▸ **HOW TO COMPLETE THIS TASK**
Quote the full listing word for word.

▸ **RECORDS SUPPLIED**
○ ○ ○ ○ ○ ○ ○

Issue #5487, opened 2025-01-20
[Alpha.3 Bug] Non-shared Bar chart tooltip resets position to 0,0 onMouseLeave


ckifer:
## Do you want to request a feature or report a bug?

Alpha bug

## What is the current behavior?

Tooltip resets position to 0,0 every mouse out and flys back in on every mouse in

## If the current behavior is a bug, please provide the steps to reproduce and if possible a minimal demo of the problem via codesandbox or similar (template: https://codesandbox.io/p/sandbox/simple-line-chart-v25dl4).

https://codesandbox.io/p/sandbox/stacked-bar-chart-forked-mzn4fp?file=%2Fsrc%2FApp.tsx%3A76%2C18-76%2C33&workspaceId=ws_G5Rnj5KjeM4fNQbHpKaCKS

## What is the expected behavior?

The tooltip will not fly in from the corner of the chart except on the first render. Tooltip position is preserved.

## Which versions of Recharts, and which browser / OS are affected by this issue? Did this work in previous versions of Recharts?
3.0.0 alpha 3

ckifer:
fixed in linked PR

ckifer:
released in alpha 5

PR #5490, opened 2025-01-22
Fix tooltip coordinate reset onMouseLeave

ckifer:
## Description

Fix tooltip coordinate reset.

This affects non-item charts too but I think for the better. Instead of always flying in from 0,0 after chart leave we now always come from the last known coordinate

## Related Issue

https://github.com/recharts/recharts/issues/5487

## Motivation and Context

Fixes some buggy behavior in charts, especially those with `item` type or `shared={false}`

## How Has This Been Tested?

`npm test`, update tests

Before https://63da8268a0da9970db6992aa-yujhlvsjyn.chromatic.com/?path=/story/examples-barchart--stacked

After https://63da8268a0da9970db6992aa-ynarlpziva.chromatic.com/?path=/story/examples-barchart--stacked

## Types of changes

## Checklist:

### DIFF
--- a/src/state/selectors/combiners/combineTooltipInteractionState.ts
+++ b/src/state/selectors/combiners/combineTooltipInteractionState.ts
@@ -61,5 +61,8 @@ export const combineTooltipInteractionState = (
     };
   }
 
-  return noInteraction;
+  return {
+    ...noInteraction,
+    coordinate: appropriateMouseInteraction.coordinate,
+  };
 };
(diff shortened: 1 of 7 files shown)


ckifer (commented):
fix is here, the rest is tests

src/state/selectors/combiners/combineTooltipInteractionState.ts
```diff
@@ -61,5 +61,8 @@ export const combineTooltipInteractionState = (
     };
   }
 
-  return noInteraction;
+  return {
```
ckifer, line 64: fix is here, the rest is test updates

PavelVanecek (approved):
Nice!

○ ○ ○ ○ ○ ○ ○

▸ **ANSWER BELOW**
Issue #5487, opened 2025-01-20
[Alpha.3 Bug] Non-shared Bar chart tooltip resets position to 0,0 onMouseLeave


ckifer:
## Do you want to request a feature or report a bug?

Alpha bug

## What is the current behavior?

Tooltip resets position to 0,0 every mouse out and flys back in on every mouse in

## If the current behavior is a bug, please provide the steps to reproduce and if possible a minimal demo of the problem via codesandbox or similar (template: https://codesandbox.io/p/sandbox/simple-line-chart-v25dl4).

https://codesandbox.io/p/sandbox/stacked-bar-chart-forked-mzn4fp?file=%2Fsrc%2FApp.tsx%3A76%2C18-76%2C33&workspaceId=ws_G5Rnj5KjeM4fNQbHpKaCKS

## What is the expected behavior?

The tooltip will not fly in from the corner of the chart except on the first render. Tooltip position is preserved.

## Which versions of Recharts, and which browser / OS are affected by this issue? Did this work in previous versions of Recharts?
3.0.0 alpha 3

ckifer:
fixed in linked PR

ckifer:
released in alpha 5

PR #5490, opened 2025-01-22
Fix tooltip coordinate reset onMouseLeave

ckifer:
## Description

Fix tooltip coordinate reset.

This affects non-item charts too but I think for the better. Instead of always flying in from 0,0 after chart leave we now always come from the last known coordinate

## Related Issue

https://github.com/recharts/recharts/issues/5487

## Motivation and Context

Fixes some buggy behavior in charts, especially those with `item` type or `shared={false}`

## How Has This Been Tested?

`npm test`, update tests

Before https://63da8268a0da9970db6992aa-yujhlvsjyn.chromatic.com/?path=/story/examples-barchart--stacked

After https://63da8268a0da9970db6992aa-ynarlpziva.chromatic.com/?path=/story/examples-barchart--stacked

## Types of changes

## Checklist:

### DIFF
--- a/src/state/selectors/combiners/combineTooltipInteractionState.ts
+++ b/src/state/selectors/combiners/combineTooltipInteractionState.ts
@@ -61,5 +61,8 @@ export const combineTooltipInteractionState = (
     };
   }
 
-  return noInteraction;
+  return {
+    ...noInteraction,
+    coordinate: appropriateMouseInteraction.coordinate,
+  };
 };
(diff shortened: 1 of 7 files shown)


ckifer (commented):
fix is here, the rest is tests

src/state/selectors/combiners/combineTooltipInteractionState.ts
```diff
@@ -61,5 +61,8 @@ export const combineTooltipInteractionState = (
     };
   }
 
-  return noInteraction;
+  return {
```
ckifer, line 64: fix is here, the rest is test updates

PavelVanecek (approved):
Nice!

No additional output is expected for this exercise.